PR #26, opened 2024-12-12
perf: store shape and campaign name in storage as bytes32

smol-ninja:
## Changelog
- Store campaign name and lockup shape as `bytes32` in the contract storage
- No change to the interface

## Motivation
@andreivladbrg noticed that the Factory contract size exceeded the limit even at just 50 runs. Upon further investigation, it became clear that storing values as strings was significantly increasing the bytecode size. By switching the storage variable type from `string` to `bytes32`, the contract size was reduced by 3,000.﻿ Its now 23,639 B which is well below the limit. 

## Trade-off
Since the String is first converted to `bytes32` and then back to the String during stream creation, it results in additional whitespace padding. For instance, "Airdrop Campaign" would ultimately be stored as `Airdrop Campaign                `. Most UIs, such as Etherscan's, are intelligent enough to trim these extra spaces.

One potential solution could involve storing the string length alongside the value, but this would introduce unnecessary complexity. In my opinion, this trade-off should be acceptable since the shape and campaign names are only intended for Sablier UI which can take care of it.

## Note
In the future, if needed, we can further reduce the size by 1000 bytes by using `bytes32` instead of `string` for the `campaignName` and `shape` fields in the input parameters of `ConstructorParams`.

### DIFF
--- a/src/abstracts/SablierMerkleBase.sol
+++ b/src/abstracts/SablierMerkleBase.sol
@@ -24,6 +24,9 @@ abstract contract SablierMerkleBase is
                                   STATE VARIABLES
     //////////////////////////////////////////////////////////////////////////*/
 
+    // The name of the campaign stored as bytes32.
+    bytes32 internal immutable CAMPAIGN_NAME;
+
     /// @inheritdoc ISablierMerkleBase
     uint40 public immutable override EXPIRATION;
 
@@ -36,17 +39,14 @@ abstract contract SablierMerkleBase is
     /// @inheritdoc ISablierMerkleBase
     bytes32 public immutable override MERKLE_ROOT;
 
+    // The shape of Lockup stream stored as bytes32.
+    bytes32 internal immutable SHAPE;
+
     /// @inheritdoc ISablierMerkleBase
     IERC20 public immutable override TOKEN;
 
     /// @inheritdoc ISablierMerkleBase
-    string public override campaignName;
-
-    /// @inheritdoc ISablierMerkleBase
     string public override ipfsCID;
-
-    /// @inheritdoc ISablierMerkleBase
-    string public override shape;
 
     /// @dev Packed booleans that record the history of claims.
     BitMaps.BitMap internal _claimedBitMap;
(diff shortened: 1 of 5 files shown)


src/abstracts/SablierMerkleBase.sol
```diff
@@ -36,18 +39,15 @@ abstract contract SablierMerkleBase is
     /// @inheritdoc ISablierMerkleBase
     bytes32 public immutable override MERKLE_ROOT;
 
-    /// @inheritdoc ISablierMerkleBase
-    IERC20 public immutable override TOKEN;
+    // The shape of Lockup stream stored as bytes32.
+    bytes32 internal immutable SHAPE;
```
andreivladbrg, line 43: let's use `@dev` tag

tests/utils/Defaults.sol
```diff
@@ -33,7 +33,8 @@ contract Defaults is Constants, Merkle {
     //////////////////////////////////////////////////////////////////////////*/
 
     uint256 public constant AGGREGATE_AMOUNT = CLAIM_AMOUNT * RECIPIENT_COUNT;
-    string public constant CAMPAIGN_NAME = "Airdrop Campaign";
+    // Since Factory stores campaign name as bytes32, extra spaces are padded to it.
+    string public constant CAMPAIGN_NAME = "Airdrop Campaign                ";
```
andreivladbrg, line 37: why not store it as `bytes32` also?

```solidity
bytes32 public constant CAMPAIGN_NAME_B32 = bytes32(abi.encodePacked(CAMPAIGN_NAME_S));
string public constant CAMPAIGN_NAME_S = "Airdrop Campaign";
```

andreivladbrg (commented):
It’s weird how much strings affect the size of the contract.
I’ve left some comments:

tests/utils/Defaults.sol
smol-ninja: Because:
1. Its explicit this way i.e. clearly shows the padded whitespaces. By using `CAMPAIGN_NAME_B32`, it would not be obvious as to why we have to do that. 
2. We compare this string against string returned by factory function so CAMPAIGN_NAME_B32 is redundant.

andreivladbrg: fair enough

PaulRBerg:
Wow I didn't know that strings are so expensive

::::::::

Your instructions: Exactly as written, reproduce the lines of the data above from the first line through the line where "## Motivation" appears.

Response area:
PR #26, opened 2024-12-12
perf: store shape and campaign name in storage as bytes32

smol-ninja:
## Changelog
- Store campaign name and lockup shape as `bytes32` in the contract storage
- No change to the interface

## Motivation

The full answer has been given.